*** Data to examine ***

PR #526, opened 2018-07-10
EC-544 Improve pending transaction manager performance

mmrozek:


src/main/scala/io/iohk/ethereum/transactions/PendingTransactionsManager.scala
```diff
@@ -39,21 +40,28 @@ object PendingTransactionsManager {
...
+    .maximumSize(txPoolConfig.txPoolSize)
+    .removalListener(
+      (notification: RemovalNotification[ByteString, PendingTransaction]) => if (notification.getCause == RemovalCause.EXPIRED) {
+        knownTransactions = knownTransactions.filterNot(_._1 == notification.getKey)
+      }
+    ).build()
+
   /**
     * stores transactions timeouts by tx hash
     */
```
KonradStaniec: Timeouts map is now unused

src/main/scala/io/iohk/ethereum/transactions/PendingTransactionsManager.scala
```diff
@@ -2,26 +2,27 @@ package io.iohk.ethereum.transactions
 
 import akka.actor.{Actor, ActorRef, Cancellable, Props}
 import akka.util.{ByteString, Timeout}
+import com.google.common.cache.{Cache, CacheBuilder, RemovalCause, RemovalNotification}
```
KonradStaniec: It seems we do not have this cache in `build.sbt` , so it seems is it some transitive dependency. Maybe it would be worth adding it, to not depend on transitive dependencies ?

mmrozek: It is from `com.twitter.util-collection`. I could add it explicitly but in my opinion, it is unnecessary.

***

▸ **Work instruction**: In the answer, each line of the data must appear exactly as written.

▸ **Answer box**:
PR #526, opened 2018-07-10
EC-544 Improve pending transaction manager performance

mmrozek:


src/main/scala/io/iohk/ethereum/transactions/PendingTransactionsManager.scala
```diff
@@ -39,21 +40,28 @@ object PendingTransactionsManager {
...
+    .maximumSize(txPoolConfig.txPoolSize)
+    .removalListener(
+      (notification: RemovalNotification[ByteString, PendingTransaction]) => if (notification.getCause == RemovalCause.EXPIRED) {
+        knownTransactions = knownTransactions.filterNot(_._1 == notification.getKey)
+      }
+    ).build()
+
   /**
     * stores transactions timeouts by tx hash
     */
```
KonradStaniec: Timeouts map is now unused

src/main/scala/io/iohk/ethereum/transactions/PendingTransactionsManager.scala
```diff
@@ -2,26 +2,27 @@ package io.iohk.ethereum.transactions
 
 import akka.actor.{Actor, ActorRef, Cancellable, Props}
 import akka.util.{ByteString, Timeout}
+import com.google.common.cache.{Cache, CacheBuilder, RemovalCause, RemovalNotification}
```
KonradStaniec: It seems we do not have this cache in `build.sbt` , so it seems is it some transitive dependency. Maybe it would be worth adding it, to not depend on transitive dependencies ?

mmrozek: It is from `com.twitter.util-collection`. I could add it explicitly but in my opinion, it is unnecessary.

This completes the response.